The economics behind clean energy:
For Ghaffarian—and for the tech billionaires, too—the intrigue into nuclear energy tech is largely about advancing technology that can have a big impact on a difficult, world-changing, problem. Despite that the energy markets are vast industries, investing in new nuclear technology is by no means a fast and easy way to make money.
Ghaffarian tells Fortune that his interest in the nuclear tech is “philanthropic” and is “about giving back.” Indeed, the DOE grant is a drop in the bucket when it comes to the roughly billion dollars needed to get a new type of nuclear reactor to market. But Ghaffarian, and X-energy’s President Harlan Bowers, are hopeful the DOE recognition will also lead to interest from new investors and new partners.
X-energy is working on a type of nuclear reactor called a pebble bed modular reactor. The pebbles are in reference to tennis-ball-sized spheres of graphite, which house tiny pellets of uranium that are coated in ceramic. Inside the company’s reactor they’ll pile up about 170,000 of these pebbles, which is enough to start a nuclear reaction, and generate heat.
An image of a cross section of the pebbles in the pebble bed nuclear reactor.
Most of those older giant nuclear reactors you hear about use water to cool uranium rods. The fuel rods need a constant flow of water across them to keep them cool. If the water is removed for whatever reason, the reactor can overheat and meltdown. And that’s really bad.
The Fukushima nuclear disaster was caused when a massive earthquake shut down the water cooling system at three reactors in Japan. The utility eventually started pouring sea water onto the overheating reactors but by then it was too late and radioactive materials had been released.
Instead of using water, X-energy’s pebble bed reactor will flow helium across the pebbles to keep the temperature down. But in addition to a different coolant, X-energy’s Bowers says the form of uranium they will use (Uranium 235) starts to cool down at a certain temperature threshold, so it can essentially self-regulate itself.
Currently X-energy is designing its reactors at a much smaller scale than the typical gigawatt-scale nuclear plant. Each X-energy reactor, called the Xe-100, will generate 50 megawatts of electricity, or 125 megawatts of heat, just a fraction of what a gigawatt nuclear reactor would produce. But multiple Xe-100’s could be strung together to make much larger nuclear generators.

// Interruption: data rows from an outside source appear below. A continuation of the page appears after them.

PR #191, opened 2024-11-20
`tiledb-rs` error styling part 1: `Context::capi_call` returns its own error type

rroelke:
In `tiledb-tables`, we've begun to declare at least one `Error` enum per module.  If a module `foo` calls a function from a module `bar`, then `foo::Error` has an enum variant approximating `Bar(bar::Error)`.  This can help build a causality chain in error output.

We have discussed bringing this error style into `tiledb-rs`, and this pull request is a foray into doing so.  We begin with the core of `tiledb-rs`, `Context::capi_call`.  This pull request adds `CApiError` which is returned by `Context::capi_call`.  The rest of the changes fell out of that in some way.

There are a few `// SAFETY` comments for new `unwrap`s.  These are added in situations where we try to convert a value returned from tiledb into one of the `tiledb-rs` enums.  The presupposition is that if libtiledb returned `TILEDB_OK` then it must have given a valid enum value.  I am personally comfortable with this assumption (I believe I am aligned with [this blog](https://blog.burntsushi.net/unwrap/#so-one-should-never-use-unwrap-or-expect) about `unwrap`) but I'm also fine changing it if requested - it would nudge the code in the direction of more `Error` variants.

### DIFF
--- a/tiledb/api/src/stats.rs
+++ b/tiledb/api/src/stats.rs
@@ -102,22 +102,13 @@ pub fn dump() -> Result<Option<String>, Error> {
 }
 
 #[cfg(feature = "serde")]
-mod __serde {
+pub fn dump_json() -> Result<Option<Vec<Metrics>>, Error> {
     use anyhow::anyhow;
-
-    use super::*;
-
-    #[cfg(feature = "serde")]
-    pub fn dump_json() -> Result<Option<Vec<Metrics>>, Error> {
-        if let Some(dump) = dump()? {
-            Ok(serde_json::from_str::<Vec<Metrics>>(dump.as_str())
-                .map(Some)
-                .map_err(|e| Error::ToJson(anyhow!(e)))?)
-        } else {
-            Ok(None)
-        }
+    if let Some(dump) = dump()? {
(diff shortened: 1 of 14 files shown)


tiledb/api/src/stats.rs
```diff
@@ -93,20 +102,22 @@ pub fn dump() -> TileDBResult<Option<String>> {
...
+                .map_err(|e| Error::ToJson(anyhow!(e)))?)
+        } else {
+            Ok(None)
+        }
     }
-    Ok(None)
 }
+
+#[cfg(feature = "serde")]
+pub use __serde::*;
```
davisp, line 123: I assume there's a good reason for doing this the way you've got it, but I'm not seeing it off the top of my head. Can you drop a comment explaining the setup/motivation?

davisp (approved):
Just had the one comment about the odd feature conditional compilation thinger.

tiledb/api/src/stats.rs
rroelke: I think this was really just to limit the number of `#[cfg(feature = "serde")]` but given that there isn't much in the module that seems a little silly.

PR #192, opened 2024-11-22
Add more `CommonOption`s

jparismorgan:
### What
Add more `CommonOption`s which we use when reading from `cloud.json` in TileDB-Tables. Part of [SC-54120](https://app.shortcut.com/tiledb-inc/story/54120/support-reading-cloud-config-api-tokens-from-tiledb-cloud-json).

### Testing
Adds new tests.

### DIFF
--- a/tiledb/api/src/config.rs
+++ b/tiledb/api/src/config.rs
@@ -294,6 +294,21 @@ impl Iterator for ConfigIterator<'_> {
 pub enum CommonOption {
     /// Sets an AES256GCM encryption key.
     Aes256GcmEncryptionKey(Vec<u8>),
+
+    // URL for REST server to use for remote arrays.
+    RestServerAddress(String),
+
+    /// Username for login to REST server.
+    RestUsername(String),
+
+    /// Password for login to REST server.
+    RestPassword(String),
+
+    /// Authentication token for REST server (used instead of username/password).
+    RestToken(String),
+
+    /// Have curl ignore ssl peer and host validation for REST server.
+    RestIgnoreSslValidation(bool),
 }
 
 impl CommonOption {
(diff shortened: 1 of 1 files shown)


tiledb/api/src/config.rs
```diff
@@ -294,6 +294,21 @@ impl Iterator for ConfigIterator<'_> {
 pub enum CommonOption {
     /// Sets an AES256GCM encryption key.
     Aes256GcmEncryptionKey(Vec<u8>),
+
+    // URL for REST server to use for remote arrays.
```
rroelke, line 298: Missing the third slash for a doc comment.

tiledb/api/src/config.rs
```diff
@@ -294,6 +294,21 @@ impl Iterator for ConfigIterator<'_> {
...
+    RestServerAddress(String),
+
+    /// Username for login to REST server.
+    RestUsername(String),
+
+    /// Password for login to REST server.
+    RestPassword(String),
+
+    /// Authentication token for REST server (used instead of username/password).
+    RestToken(String),
```
rroelke, line 308: Do we know if the token is always valid UTF-8?  If it isn't then `Vec<u8>` would be better

tiledb/api/src/config.rs
```diff
@@ -388,4 +421,48 @@ mod tests {
...
+            ("rest.username", "foo"),
+            ("rest.password", "bar"),
+            ("rest.token", "baz"),
+            ("rest.ignore_ssl_validation", "true"),
+        ];
+
+        for (key, val) in key_to_val {
+            let result: Option<String> =
+                cfg.get(key).expect("Error getting config key.");
+            println!("result: {:?}", result);
```
rroelke, line 458: Remove this before merging

rroelke (approved):
It might be worth checking about the UTF-8 question but the other comments are just minor tweaks. Thanks!

tiledb/api/src/config.rs
jparismorgan: Oops, thanks, done.

tiledb/api/src/config.rs
jparismorgan: Oops, thanks, done.

tiledb/api/src/config.rs
jparismorgan: Okay it is. From John Kerl: `it's always base64 so yes, & furthermore it's valid ASCII`.

PR #195, opened 2025-01-21
Rr/sc 44569 rs schema evolution

rroelke:
This pull request adds Rust APIs for schema evolution.

No proptests, but there is a unit test for each function except setting the timestamp range.

The C API doc says that the enumeration passed to `tiledb_array_schema_evolution_extend_enumeration` must have been returned from `tiledb_enumeration_extend`.  Using a newtype, we can enforce this requirement in the Rust API and we do so with the new `ExtendedEnumeration` type.


tiledb/api/src/array/schema/evolution/tests.rs
```diff
@@ -0,0 +1,260 @@
...
+        filters: Default::default(),
+        enumeration: Some(ename.to_owned()),
+    };
+
+    let states_enumeration = EnumerationData {
+        name: ename.to_owned(),
+        datatype: Datatype::StringAscii,
+        cell_val_num: Some(CellValNum::Var),
+        ordered: None,
+        data: "newhampshirenewjerseynewyork"
```
davisp, line 110: Why no love for New Mexico?

tiledb/sys-defs/src/lib.rs
```diff
@@ -193,3 +193,8 @@ pub type tiledb_vfs_mode_t = ::std::os::raw::c_uint;
 pub const tiledb_walk_order_t_TILEDB_PREORDER: tiledb_walk_order_t = 0;
 pub const tiledb_walk_order_t_TILEDB_POSTORDER: tiledb_walk_order_t = 1;
 pub type tiledb_walk_order_t = ::std::os::raw::c_uint;
+
+pub const tiledb_current_domain_type_t_TILEDB_NDRECTANGLE:
+    tiledb_current_domain_type_t = 0;
+#[doc = " The current domain type"]
```
davisp, line 199: Was there a reason to go the attribute route instead of `///`? I don't care which is used, I'm just curious if I'm missing something.

davisp (approved):
+1

tiledb/sys-defs/src/lib.rs
rroelke: Just a bad copy/paste

tiledb/api/src/array/schema/evolution/tests.rs
rroelke: Sorry new mexico :(

PR #196, opened 2025-01-21
First pass at proptest ValueTree for query condition

rroelke:
This pull request implements a custom `ValueTree` for query conditions.  This initial pass constructs a ValueTree given a query condition and shrinks the combination clauses.

Without a strategy to _generate_ a query condition, this can only be used to shrink to shrink one that has already identified, e.g.
```
use strategy_ext::StrategyExt;
Just(my_query_condition).value_tree_map(|vt| QueryConditionValueTree::new(vt.current())
```

The hope is that this can be useful for customer cases.  And someday when we build strategies to generate query conditions it can be useful for shrinking those, too.


davisp (approved):
+1

PR #199, opened 2025-02-17
Create nightly release packages

davisp:
Initial work on adding nightly releases to be consumed downstream.

The current plan is to switch over our existing CI pipelines to using pre-built packages of tiledb similar to how we're already handling this with the nightly-libtiledb releases. However, these will provide both nightly packages as well as static builds of upstream tags.

Doing it this way means that when I get to adding the tagged release pipeline the logic will all match other than extra bits about uploading the results to the version tag.

### DIFF
--- a/.github/scripts/generate-build-matrix.py
+++ b/.github/scripts/generate-build-matrix.py
@@ -1,0 +1,79 @@
+#!/usr/bin/env python
+
+# This is taken from the TileDB Release workflow found here:
+#
+# * https://github.com/TileDB-Inc/TileDB/blob/main/.github/workflows/release.yml
+#
+# The upstream version of this matrix does not include static builds which
+# can be useful for projects like TileDB-Tables that want to distribute
+# statically linked binaries.
+
+import copy
+import json
+
+BASE_MATRIX = [
+    {
+        "platform": "linux-x86_64",
+        "os": "ubuntu-20.04",
+        "manylinux": "quay.io/pypa/manylinux_2_28_x86_64",
+        "triplet": "x64-linux-release"
+    },
+    {
+        "platform": "linux-x86_64-noavx2",
+        "os": "ubuntu-20.04",
+        "cmake_args": "-DCOMPILER_SUPPORTS_AVX2=OFF",
+        "triplet": "x64-linux-release",
+        "manylinux": "quay.io/pypa/manylinux_2_28_x86_64"
+    },
+    {
+        "platform": "linux-aarch64",
+        "os": "linux-arm64-ubuntu24",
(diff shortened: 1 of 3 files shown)


davisp:
@rroelke A bit of background since this turned into a bit of a doozy in terms of CI updates.

The primary change in this PR is that I'm now building all of the packages we'll need in one central `Nightly TileDB Packages` workflow. This builds packages for everything in the [upstream release workflow matrix](https://github.com/TileDB-Inc/TileDB/blob/022af982bbc1c6b0587bf241ca5b882fce6113ee/.github/workflows/release.yml#L45-L72) except for packages that are available upstream. I.e., when we're using a tagged version of a shared libtiledb, we use packages from `TileDB-Inc/TileDB`. All other packages are consumed from a `nightlies` release on this repository.

With the newly built packages updated I then updated `tiledb-sys` and `tiledb-sys-cfg` to always rely on having pre-built libtiledb available so that it never attempts to build its own copy like I was doing for static builds.

With that out of the way, I then also updated the `Nightly CI` workflow to use the new packages and expanded matrix for checks.

And finally, this also updates the `Pull Request CI` workflow to use the new toys.

N.B., I'm about to update all references pointing at my fork to now point at this repository which will cause the CI to fail. Though I'll note that it passed PR CI before that update [here](https://github.com/TileDB-Inc/tiledb-rs/actions/runs/13423177086).

rroelke:
> All other packages are consumed from a nightlies release on this repository.

I think this answers my only question here, which is about how this affects us if we need to make a tweak in core prior to making changes to `tiledb-rs`.  My understanding of what you say here is that normal CI uses the latest nightly build of core.  If we need to add a new core API for use in tiledb-rs or whatever, then we would have to wait for the next nightly build whereas previously we would build master.

This seems like a fine trade-off so if I have it right then I'm happy to approve.  This looks like it was painful to put together, so thank you for your patience and expertise in doing so!

davisp:
> My understanding of what you say here is that normal CI uses the latest nightly build of core. If we need to add a new core API for use in tiledb-rs or whatever, then we would have to wait for the next nightly build whereas previously we would build master.

Correct that you'd have to wait for the `Nightly TileDB Packages` workflow to run, but with the caveat that you don't have to wait for it to kick off on schedule. I've highlighted the manual run button below if you've not seen the manual workflow trigger. Once it sees the sha changed on main, it'll rebuild all of the required packages and make them available for our CI. If memory serves, a full rebuild takes roughly 30m though it'll depend on whether any dependencies have changed since lots of things are cached.

Screenshot 2025-02-20 at 12 55 05 PM

PR #217, opened 2025-03-14
fix: correct results with query conditions on variable-length data SC-63464

rroelke:
This resolves [SC-63464](https://app.shortcut.com/tiledb-inc/story/63464/rs-incorrect-results-when-query-condition-on-variable-length-data).

`std::mem::size_of_val` was used with type inference.  The intent was deref coercion of the vector reference to `std::mem::size_of_val::<[T]>(&slice)` but actually ended up with `std::mem::size_of_val::<Vec<T>>(&vec)` which is always 24.

But this is a large PR, you say!  And you're right.  This bug demonstrated a gap in our test coverage.  In particular we have not actually run any queries with query conditions.  The rest of the contents of this PR is test code, or refactoring of non-test-code crates so to get the dependencies right for the test code:
- we move `enum QueryCondition` and such into `tiledb_common`, with traits in `tiledb_api` for building the C API condition
- we add a strategy for generating a lexicographic range between A and B (as a building block for generating query conditions)
- we add proptest strategies for generating query conditions
- we update our `test-utils/cells` crate to apply query conditions
- we add a property test which generates a random array and tests that we get the expected results back when applying a query condition


tiledb/api/src/query/strategy/mod.rs
```diff
@@ -0,0 +1,374 @@
+use std::collections::HashMap;
```
rroelke, line 1: I'm not sure why this is showing up as new, it was moved from `strategy.rs` to `strategy/mod.rs`

tiledb/api/src/query/strategy/tests.rs
```diff
@@ -0,0 +1,1012 @@
+use cells::write::strategy::{WriteParameters, WriteSequenceParameters};
```
rroelke, line 1: Everything in this file was split out of `strategy.rs` up until `fn instance_query_condition`

tiledb/common/src/query/condition/mod.rs
```diff
@@ -0,0 +1,930 @@
+#[cfg(feature = "proptest-strategies")]
```
rroelke, line 1: All the struct/enum definitions were moved from the `tiledb_api` crate so that I could use them in `test-utils/cells`.

There is some new stuff here, namely some of the `Not` impls and the `pub fn negate`

tiledb/api/src/query/strategy/mod.rs
davisp: Git's rename detection is all heuristics based and it gets things wrongs occasionally. No need to worry though because the rename detection doesn't actually do anything internally.

davisp (commented):
So I did a first quick skim and I'm left confused on where the actual fix is among all the other test related changes. Given the description I expect its rather small, but I couldn't spot it on a first pass. Mind giving me a tap with the ol' clue stick?

rroelke:
> So I did a first quick skim and I'm left confused on where the actual fix is among all the other test related changes. Given the description I expect its rather small, but I couldn't spot it on a first pass. Mind giving me a tap with the ol' clue stick?

Yeah that makes a lot of sense. It is quite buried.

https://github.com/TileDB-Inc/tiledb-rs/pull/217/commits/1b1565e6b23c0e30ae3a686aeb41b5bdde7554cd
https://github.com/TileDB-Inc/tiledb-rs/pull/217/commits/5b4d08f1dd0cec89a80ad526ce6728b78f172022

davisp (approved):
Ah! +1

PR #218, opened 2025-03-18
fix: physical type of `Datatype::Char` is architecture-dependent

rroelke:
The signed-ness of `char` is architecture-dependent.  We were previously using `i8` as the physical type.  Now that we are running query conditions this has manifested in test failures when comparing against negative values on architectures where `char` is actually unsigned.

This pull request fixes the issue by using `c_char` for the physical type of `Datatype::Char`.  `c_char` is just a [type alias](https://doc.rust-lang.org/std/ffi/type.c_char.html) for `u8` or `i8` depending on the architecture.

I also increased the shrinking bounds for nightly runs - we expect infrequent failures and when they do show up the smaller the better.  The changes here increase the number of shrinking iterations to a large number but bounds the shrink time at one hour.

### DIFF
--- a/.github/workflows/nightly-ci.yml
+++ b/.github/workflows/nightly-ci.yml
@@ -55,6 +55,10 @@ jobs:
       - name: Build
         run: cargo build --all-targets --all-features
       - name: Test
+        env:
+          # give up shrinking after an hour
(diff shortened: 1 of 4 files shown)


davisp (approved):
+1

An image of the helium coolant of the Xe-100, from startup X-energy.X-energy
Because the tech is modular and safer than traditional nuclear, Ghaffarian and Bowers envision that it could be used by not just utilities for the power grid, but also companies that want to generate heat and electricity independent of the grid. Ghaffarian hopes that the tech could be deployed in the developing world where power grid access is a distant dream.
You’re probably wondering if the pebble bed tech is so great, why haven’t former efforts over the years come to fruition? Many groups in Germany, South Africa, the U.S. and China have tried over the years, and indeed built reactors, but scientists haven’t been able to commercialize the technology economically or without technical issues.

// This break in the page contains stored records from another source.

PR #220, opened 2025-03-25
fix: write query builder checks physical compatibility of buffers against field type

rroelke:
Resolves [SC-64904](https://app.shortcut.com/tiledb-inc/story/64904/rs-pr-ci-failing-for-platforms-when-std-ffi-c-char-is-unsigned).

This also fixes other `Datatype::Char` issues on arm64.


davisp (approved):
+1

PR #221, opened 2025-03-31
chore(rust): Upgrade to 1.85 and Edition 2024

davisp:
Mostly this is just removing a bunch of match modifiers along with a few other tweaks to make clippy happy.


rroelke (approved):
+1 !
Thanks!

PR #229, opened 2025-04-18
fix: Set the minimum fixed sized list to 2

davisp:
We caught a proptest failure because we translate a fixed size list of length 1, to a non-list version of the contained datatype. I.e., we changed the faux data type `[u32; 1]` to `u32`.


rroelke (approved):
This feels fine, I don't think we need to worry much about fixed-length list types of size zero or one

PR #230, opened 2025-04-25
chore: fix clippy::uninlined_format_args

rroelke:
This lint was turned on by default in nightly.  This PR cleans out the lint.

Enabling this lint by default strikes me as a bad decision.  As we can see in this PR, it increases the length of the format strings, which `cargo fmt` does not split onto multiple lines based on the desired display width; whereas it can do so more easily with arguments.

As an alternative we could disable this lint in our projects.

Since I already did the work here I'm fine either way; I don't mind the larger format strings too much, and it is *possible* to break them up on multiple lines - it just doesn't happen automatically.

### DIFF
--- a/test-utils/cells/src/lib.rs
+++ b/test-utils/cells/src/lib.rs
@@ -222,8 +222,7 @@ impl Cells {
         for k in keys.iter() {
             if !self.fields.contains_key(k) {
                 panic!(
-                    "Cannot construct view: key '{}' not found (fields are {:?})",
-                    k,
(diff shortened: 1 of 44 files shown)


davisp (approved):
+1

johnkerl (approved):
> Since I already did the work here I'm fine either way; I don't mind the larger format strings too much, and it is possible to break them up on multiple lines - it just doesn't happen automatically.

My $0.02 -- I can see arguments either way -- disable the lint, or move forward with this PR. My personal aesthetic is I do prefer the inlined version, FWIW. :)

Of course all of X-energy’s ambitions are still just that. The company is only at the conceptual design phase, and will need many more years to complete its designs.

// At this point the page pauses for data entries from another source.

PR #286, opened 2025-08-09
Pre-trigger hits

jaafar-chakrani:
Pre-trigger hits seem to be due to a PACMAN delay adjustment in: https://github.com/DUNE/larnd-sim/blob/3849e3f406734784c15f8860716a2e369a859542/larndsim/fee.py#L680-L681

The hit timestamp (in `adc_ticks_list`) should not be impacted by the transfer delay from the LArPix chip to the PACMAN, but rather the packet `receipt_timestamp`. Here I removed this delay from the `timestamp` to the `receipt_timestamp`.

A more correct implementation would calculate the delay in `receipt_timestamp` as a function of the depth of the chip in the hydra network, but I don't think this information is used in any downstream analyses on the simulation.

### DIFF
--- a/larndsim/fee.py
+++ b/larndsim/fee.py
@@ -269,7 +269,7 @@ def export_to_hdf5(event_id_list,
                             continue
                 p.chip_key = chip_key
                 p.channel_id = channel
-                p.receipt_timestamp = time_tick
+                p.receipt_timestamp = time_tick + 20 * detector.CLOCK_CYCLE
                 p.packet_type = 0
                 p.first_packet = 1
                 p.assign_parity()
@@ -677,8 +677,7 @@ def get_adc_values(pixels_signals,
                 crossing_time_tick = min((ic, len(time_ticks)-1))
                 # handle case when tick extends past end of current array
                 post_adc_ticks = max((ic - crossing_time_tick, 0))
-                #+2-tick delay from when the PACMAN receives the trigger and when it registers it.
-                adc_ticks_list[ip][iadc] = time_ticks[crossing_time_tick]+time_padding-2+post_adc_ticks
+                adc_ticks_list[ip][iadc] = time_ticks[crossing_time_tick]+time_padding+post_adc_ticks
 
                 ic += round(detector.RESET_CYCLES * detector.CLOCK_CYCLE / detector.TIME_SAMPLING)
                 last_reset = ic
--- a/larndsim/fee.py
+++ b/larndsim/fee.py
@@ -269,7 +269,7 @@ def export_to_hdf5(event_id_list,
                             continue
                 p.chip_key = chip_key
                 p.channel_id = channel
-                p.receipt_timestamp = time_tick + 20 * detector.CLOCK_CYCLE
+                p.receipt_timestamp = time_tick
                 p.packet_type = 0
                 p.first_packet = 1
                 p.assign_parity()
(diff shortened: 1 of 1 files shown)


krwood (commented):
I think the original comment is actually misleading what the `-2` (which should really be a `+2`) is trying to do. I don't think this is actually about simulating the time it takes to get the packet off of the tile and to the pacman receivers. Rather, I think this is meant to simulate the fact that it takes 2 clock cycles for the larpix channel to register that the signal is above threshold once it does cross the threshold. We should confirm with the ASIC engineers, but that would make much more sense to me here. If that is the case, then I think we would want to add a `+2` into L680.

diaza:
Hello! @krwood , @russellphysics, and I chatted earlier and I'd like to summarize some relevant points, plus some thoughts of mine. 

First, like Kevin says above, the `-2` does not refer to some delay in the receipt_timestamp, but the time it takes in clock cycles for the channel to register that the charge is above threshold. So we should remove the correction made here 
```python 
p.receipt_timestamp = time_tick + 20 * detector.CLOCK_CYCLE
```
This delay does affect the timestamp though. 

Brooke clarified for us that the timestamp of the pixel is not when the pixel triggered, but instead when the pixel latches, meaning at the end of the integration time. Let me summarize the following lines of [code](https://github.com/DUNE/larnd-sim/blob/3849e3f406734784c15f8860716a2e369a859542/larndsim/fee.py#L681), which assign the time of a packet after an integration window
```python
                crossing_time_tick = min((ic, len(time_ticks)-1))
                # handle case when tick extends past end of current array
                post_adc_ticks = max((ic - crossing_time_tick, 0))
                #+2-tick delay from when the PACMAN receives the trigger and when it registers it.
                adc_ticks_list[ip][iadc] = time_ticks[crossing_time_tick]+time_padding-2+post_adc_ticks
```
`ic` is the index along the time dimension of `pixels_signals` within the `while` loop. (For the following, let's assume the case where` ic < len(time_ticks)-1`, which will give `crossing_time_tick = ic` and ` post_adc_ticks = 0`) . When we are at this point of the code, `ic` is at the end of the integration window, so `time_ticks[crossing_time_tick` will give the time at the end of the integration window. 
Now, if the integration window takes into account the 2 clock cycle delay, then we don't actually have to add any term to `adc_ticks_list`, since it'll be included in `time_ticks[crossing_time_tick]`.
This opened a question between Kevin and I, why are we getting negative times if the integration time is 18 ticks but we are subtracting 2 ticks? The reason is that `time_ticks ` is actually constructed [(here)](https://github.com/DUNE/larnd-sim/blob/3849e3f406734784c15f8860716a2e369a859542/cli/simulate_pixels.py#L1256) in units of us.  
 ```python
                 time_ticks = cp.arange(0, len(unique_eventIDs) * max_signal_time, detector.TIME_SAMPLING)
```
where detector.TIME_SAMPLING  = 0.1 ms.
In other words, when we subtract "2", we're actually subtracting by 2 us, not 2 ticks. I think this explains why we're seeing hits come in 1 tick early. Reading through `get_adc_values`, I've convinced my self that the earliest possible timestamps we can get is at 19 ticks (1.9 ms), from which we subtract 2 us (20 ticks) and end up with hits one tick early. 

In the above snippet, it also handles the case where the time dimension of pixels_signals is longer than `time_ticks`. This shouldn't happen since both arrays' lengths are determined by `max_signal_time`. But, in the event where this does happen, it tries to extrapolate where the ending timestamp should be. It does this incorrectly though, since adc_ticks_list is in units of us, instead of ticks.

If the company gets its funding, in maybe seven to nine years, it plans to engage with the Nuclear Regulatory Commission, which doles out licenses to build reactors. X-energy plans to start operating a demonstration reactor within the next twenty years, or by 2035.
The long timelines and huge funding challenges are one of the main reasons there aren’t more nuclear startups out there. It takes a brave, and stubborn, entrepreneur to tackle a project that will take 20 years to commercialize.